Data Factory contains a series of interconnected systems that provide a complete end-to-end platform for data engineers.
Main Components
An Azure subscription might have one or more Azure Data Factory instances (or data factories). Azure Data Factory is composed of below key components.
- Pipelines
- Activities
- Datasets
- Linked services
- Data Flows
- Integration Runtimes
These components work together to provide the platform on which you can compose data-driven workflows with steps to move and transform data.
Mapping data flows performance and tuning guide
Mapping data flows in Azure Data Factory and Synapse pipelines provide a code-free interface to design and run data transformations at scale. If you’re not familiar with mapping data flows, see the Mapping Data Flow Overview.

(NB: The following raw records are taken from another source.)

Issue #2229, opened 2025-08-27
[Bug]: Modbus - Number of threads repetitively increase at each reconnection.


frankpuppa:
### What happened?

While I was testing the stability of a modbus application based on plc4x, I faced the problem that on successful reconnection attempts the number of live threads keeps increasing continuously. Specifically, there is a pool as such: pool-N-thread-M (probably related to netty) which sits waiting and does not shut down. 
The same applies when using the CachedPlcConnectionManager
Connection string: modbus-tcp://127.0.0.1:9081?unit-identifier=1

Here is a sample code with springboot:
```java
 @Scheduled(fixedDelayString = "${scheduling.interval}") 
    public void update() {
        logger.info("Executing update method...")

        try {
            reconnect(false);

            if (plcConnection == null || !plcConnection.isConnected()) {
                logger.info("PLC connection is not alive, exiting...");
                return;
            }

            logger.info("OK");
        } catch (Exception e) {
            logger.error("Error while trying to read ... reconnecting", e);
        }
    }

      protected void reconnect(boolean error) {

        try {
            try {
                if (plcConnection != null && !plcConnection.isConnected()) {
                    logger.info("Reconnecting...");
                    // either with plcConnection.connect() or
                    // connectionManager.getConnection(plcConnectionString); There is a n increment
                    // of threads
                    // plcConnection = connectionManager.getConnection(plcConnectionString);
                    plcConnection.connect();
                    return;
                }
            } catch (Exception e) {
                logger.error("Error: {}", e.getMessage());
                return;
            }

            // Open a new one
            if (plcConnection == null) {
                logger.info("Connecting...");
                plcConnection = connectionManager.getConnection(plcConnectionString);
            }
        } catch (Exception ex) {
            logger.error("Error while trying to reconnect to the plc");
        }
    }
```
The function runs with a 10 seconds interval, in this time window I simulate the disconnection/reconnection of the cable.
I'm attaching a small video which shows this behavior more clearly. 

I understand that this is a corner case but it can lead to a waste of resources which I would like to avoid.

https://github.com/user-attachments/assets/003b4d80-e600-498a-b7bd-44c8697c4bd9

Thank you.

### Version

v0.13.0

### Programming Languages

- [ ] plc4c
- [ ] plc4go
- [x] plc4j
- [ ] plc4net
- [ ] plc4py

### Protocols

- [ ] AB-Ethernet
- [ ] ADS /AMS
- [ ] BACnet/IP
- [ ] C-Bus
[...]

PR #2241, opened 2025-09-03
add changes to release resources when the channel becomes inactive

frankpuppa:
While I was looking into this issue I found out that there are two leaks. The first is related to the RequestTransactionManager and the other is from the NettyHashTimerTimeoutManager. As I was mentioning in the issue I opened last week, this leaks happens when the PLC goes offline and back online and the client tries to reconnecting to it in a cycle.

I was only able to test this on the modbus simulator which seems to work ok with the changes I made on this branch. 
Please provide me a feedback or any consideration. I am attaching also a small video which shows that the resources are freed as expected.

[Issue link](https://github.com/apache/plc4x/issues/2229)

https://github.com/user-attachments/assets/52d07125-cd87-47d7-9b96-e33f488a3039

### DIFF
--- a/plc4j/spi/src/main/java/org/apache/plc4x/java/spi/Plc4xNettyWrapper.java
+++ b/plc4j/spi/src/main/java/org/apache/plc4x/java/spi/Plc4xNettyWrapper.java
@@ -136,14 +136,14 @@ public class Plc4xNettyWrapper<T> extends MessageToMessageCodec<T, Object> {
 
     @Override
     public void close(ChannelHandlerContext ctx, ChannelPromise promise) throws Exception {
-        logger.info("close.. context: {}", ctx.name());
+        logger.trace("close.. context: {}", ctx.name());
         super.close(ctx, promise);
         timeoutManager.stop();
     }
 
     @Override
     public void channelInactive(ChannelHandlerContext ctx) throws Exception {
-        logger.info("channelInactive.. context: {}", ctx.name());
+        logger.trace("channelInactive.. context: {}", ctx.name());
         super.channelInactive(ctx);
         this.protocolBase.channelInactive(new DefaultConversationContext<>(this::registerHandler, ctx, authentication, passive));
         timeoutManager.stop();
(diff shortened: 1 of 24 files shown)


chrisdutz:
Hi Frank,
do I understand things correctly? The main difference is that you're overriding channelInactive in Plc4xNettyWrapper and forwarding that to the individual implementations?
Definitely looks sensible.

Chris

chrisdutz:
Could you please increase the log level for your additional log output to something "debug" or "trace"? "info" makes the drivers quite noisy.

plc4j/spi/src/main/java/org/apache/plc4x/java/spi/Plc4xNettyWrapper.java
```diff
@@ -136,10 +136,19 @@ public ExpectRequestContext<T> expectRequest(Class<T> clazz, Duration timeout) {
...
     @Override
     public void close(ChannelHandlerContext ctx, ChannelPromise promise) throws Exception {
+        logger.info("close.. context: {}", ctx.name());
         super.close(ctx, promise);
         timeoutManager.stop();
     }
 
+    @Override
+    public void channelInactive(ChannelHandlerContext ctx) throws Exception {
+        logger.info("channelInactive.. context: {}", ctx.name());
```
chrisdutz: Please set this to "debug" or "trace"

plc4j/spi/src/test/java/org/apache/plc4x/java/spi/connection/DefaultNettyPlcConnectionTest.java
```diff
@@ -210,6 +213,13 @@ private void awaitIn(GateKeeper signal) {
                 throw new RuntimeException(e);
             }
         }
-    }
 
+        @Override
+        public void channelInactive(ConversationContext<Message> context) {
+            logger.info("On ChannelInactive");
```
chrisdutz, line 219: Please set this to "debug" or "trace"

chrisdutz (changes requested):

frankpuppa:
> Hi Frank, do I understand things correctly? The main difference is that you're overriding channelInactive in Plc4xNettyWrapper and forwarding that to the individual implementations? Definitely looks sensible.
> 
> Chris

Hello Chris,
Yes exactly, basically when the plc goes offline a channelInactive event is propagated. Within the nettywrapper I basically propagate the event in the implementations which can eventually shutdown the RequestTransactionManager and release the resources. I was able to test the functionality only for the ModbusTcpProtocol. I will fix the verbosity asap.

chrisdutz:
Hmmm ...  with the recent rewrite of all drivers and the SPI this PR now seems quite out of date ... is this still an issue?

This article highlights various ways to tune and optimize your data flows so that they meet your performance benchmarks.
Monitoring data flow performance
Once you verify your transformation logic using debug mode, run your data flow end-to-end as an activity in a pipeline. Data flows are operationalized in a pipeline using the execute data flow activity. The data flow activity has a unique monitoring experience compared to other activities that displays a detailed execution plan and performance profile of the transformation logic. To view detailed monitoring information of a data flow, click on the eyeglasses icon in the activity run output of a pipeline. For more information, see Monitoring mapping data flows.

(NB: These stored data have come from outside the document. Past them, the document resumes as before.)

PR #7587, opened 2018-09-16
Naos 14.6.0 plat 9190

RoieBeck:


plugins/vendor/services/ZoomVendorService.php
```diff
@@ -0,0 +1,437 @@
...
+				$zoomIntegration->setStatus(VendorStatus::ACTIVE);
+			$this->saveNewTokenData($tokens, $accountId, $zoomIntegration);
+			$permissions = $permissions['permissions'];
+			$isAdmin = $this->canConfigureEventSubscription($permissions);
+		}
+		if ($isAdmin)
+		{
+			$this->loadLoginPage($tokens);
+		}
+		return false;
```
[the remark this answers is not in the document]
MosheMaorKaltura: Throw API exception - only admin

deployment/updates/sql/2018_08_28_create_vendor_integration_table.sql
```diff
@@ -0,0 +1,15 @@
+CREATE TABLE  IF NOT EXISTS `vendor_integration` (
+	`id` int  NOT NULL AUTO_INCREMENT,
+	`account_id` varchar(64) NOT NULL,
+	`partner_id` int NOT NULL,
+	`vendor_Type` smallint(6) NOT NULL,
+	`custom_data` text,
+	`status` smallint(6) NOT NULL,
```
yossipapi: Why not define status as tinyint?

plugins/vendor/lib/model/VendorIntegration.php
```diff
@@ -0,0 +1,62 @@
...
+ * You should add additional methods to this class to meet the
+ * application requirements.  This class will only be generated as
+ * long as it does not already exist in the output directory.
+ *
+ * @package plugins.vendor
+ * @subpackage model
+ */
+class VendorIntegration extends BaseVendorIntegration {
+
+	public function setAccessToken ($v)	{ $this->putInCustomData ( "accessToken" , $v);	}
```
yossipapi: Move strings such as "accessToken" & "refreshToken" & etc ... to be const on the class

plugins/vendor/lib/model/VendorIntegration.php
```diff
@@ -0,0 +1,62 @@
...
+	public function getZoomCategory( )	{ return $this->getFromCustomData( "zoomCategory" );	}
+
+
+	/**
+	 * returns all tokens as array
+	 * @return array
+	 */
+	public function getTokens()
+	{
+		return array(kZoomOauth::ACCESS_TOKEN => $this->getAccessToken(), kZoomOauth::REFRESH_TOKEN => $this->getRefreshToken(),
```
yossipapi: Any reason why not to create an extended class called ZoomVendorIntegration.php instead of referring zoom related info in the generic class? applies to saveNewTokenData as well

plugins/vendor/lib/model/VendorIntegrationPeer.php
```diff
@@ -0,0 +1,36 @@
...
+ *
+ * You should add additional methods to this class to meet the
+ * application requirements.  This class will only be generated as
+ * long as it does not already exist in the output directory.
+ *
+ * @package plugins.vendor
+ * @subpackage model
+ */
+class VendorIntegrationPeer extends BaseVendorIntegrationPeer {
+
```
yossipapi: I am missing the setDefaultCriteriaFilter method which will filter out any objects that are in statuses which you do not want to get back in the result.

plugins/vendor/lib/model/VendorIntegrationPeer.php
```diff
@@ -0,0 +1,36 @@
...
+ * 
+ *
+ * You should add additional methods to this class to meet the
+ * application requirements.  This class will only be generated as
+ * long as it does not already exist in the output directory.
+ *
+ * @package plugins.vendor
+ * @subpackage model
+ */
+class VendorIntegrationPeer extends BaseVendorIntegrationPeer {
```
yossipapi: In my opinion, this class should be abstract.

plugins/vendor/lib/model/zoom/RetrieveDataFromZoom.php
```diff
@@ -0,0 +1,101 @@
+<?php
+/**
+ * @package plugins.venodr
+ * @subpackage model.zoom
+ */
+class RetrieveDataFromZoom
```
yossipapi: In my opinion, a better name would be zoomWrapper and this class should contain any methods that interact with the zoom API.

plugins/vendor/services/ZoomVendorService.php
```diff
@@ -0,0 +1,431 @@
+<?php
+/**
+ * @service zoomVendor
+ * @package plugins.vendor
+ * @subpackage api.services
+ */
+class ZoomVendorService extends KalturaBaseService
```
yossipapi: Shouldn't this service be the entry point for other vendor integrations in the future as well?
If implementing it this way we will need to create a new service class for every vendor integration we will do in the future.

yossipapi: I don't see you are applying the partner filter on the criteria this is why you are always doing:
$partnerId = kCurrentContext::getCurrentPartnerId();
		$zoomIntegration = VendorIntegrationPeer::retrieveSingleVendorPerPartner($accountId,
			VendorTypeEnum::ZOOM_ACCOUNT, $partnerId);

Is there a reason for this?

plugins/vendor/services/ZoomVendorService.php
```diff
@@ -0,0 +1,431 @@
...
+
+	/**
+	 * @param kuser $dbUser
+	 * @param string $zoomCategory
+	 * @param $emails
+	 * @param $meetingId
+	 * @return string
+	 * @throws Exception
+	 */
+	private function createEntryForZoom($dbUser, $zoomCategory, $emails, $meetingId)
```
yossipapi: In my opinion, it would be better to move all these private functions to a helper class if possible.
Generally, the service class contains only the API calls that are getting exposed and the logic is moved to a class that exposes static functions which you can call.

plugins/vendor/lib/model/VendorIntegrationPeer.php
RoieBeck: generated automatically via propel

plugins/vendor/lib/model/VendorIntegrationPeer.php
RoieBeck: generated automatically via propel

plugins/vendor/services/ZoomVendorService.php
RoieBeck: After talking about it -> agreed to keep like I suggested

RoieBeck: done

When monitoring data flow performance, there are four possible bottlenecks to look out for:
- Cluster start-up time
- Reading from a source
- Transformation time
- Writing to a sink
Azure Data Factory limitations
Alongside Azure Data Factory’s benefits, it’s important to consider its limitations.
Custom data collectors
While you can create data pipelines based on a variety of common sources including mainstream databases and cloud storage services without writing code in Azure Data Factory, you’ll need to write custom code to configure nonstandard data sources. This may prove challenging if, for example, you rely on proprietary databases that can’t integrate with Azure Data Factory with the prebuilt connectors.
Focus on Azure
Azure Data Factory supports some data sources hosted outside of Azure, but it’s designed first and foremost for building integration pipelines that connect to Azure or other Microsoft resource types. This is a downside if you have a multi-cloud strategy that runs most of your workloads outside Azure. In that case, you may be better served by a third-party offering such as Apache Airflow that’s not tied to specific vendors or platforms.
Long-term expense
While consumption-based pricing is attractive in some ways, its long-term total cost of ownership may be higher than that of on-premises options. If you plan to run data integration services for years, you may save money by hosting it on your own infrastructure.